- Born: 28 November 1897 Brighouse, Yorkshire, England
- Died: 20 January 1973 (aged 75) Exmouth, Devon, England
- Occupation: Painter

= Miles Balmford Sharp =

English painter

Miles Balmford Sharp (28 November 1897 – 20 January 1973) was an English artist from Brighouse, Yorkshire. He studied at the Central School of Art and Design.

Sharp was a painter in oil paint and watercolour, focusing mainly on landscapes and architecture. Alongside his painting practice Sharp was also a keen etcher, engraver and lithograph artist.

Sharp exhibited widely including exhibiting works at the Royal Academy, London, England. Royal West of England Academy and Birmingham Society of Artists.

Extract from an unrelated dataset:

Issue #349, opened 2023-01-20
Let's stop explicitely supporting IE11 for the frontend theme


markconroy:
- We have ie11 CSS files in our codebase. Keeping them up-to-date when editing the theme is cumbersome.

From 14 May – 12 June 1937, Sharp had a large scale exhibition at The Foyles Gallery Charing Cross Road, London, titled English Landscapes, an exhibition of oil paintings and engravings of English landscapes, including forty-seven oil paintings, and ten etchings and line engravings.

The works often depicted his surroundings in Nuneaton with this exhibition containing works depicting George Eliot's birthplace, and hospitals and rural settings in and around Warwickshire. These local scenes were painted later in his career when he took up a position as Principal of the Nuneaton Art School between 1925–1952. Some of the watercolours made during this period were exhibited in Nuneaton Museum & Art Gallery in the exhibition Moments in time.

More recently, Sharp's work was included in the BBC project Your Paintings, later renamed Art UK, which aims to allow easy access to painting in public collections online.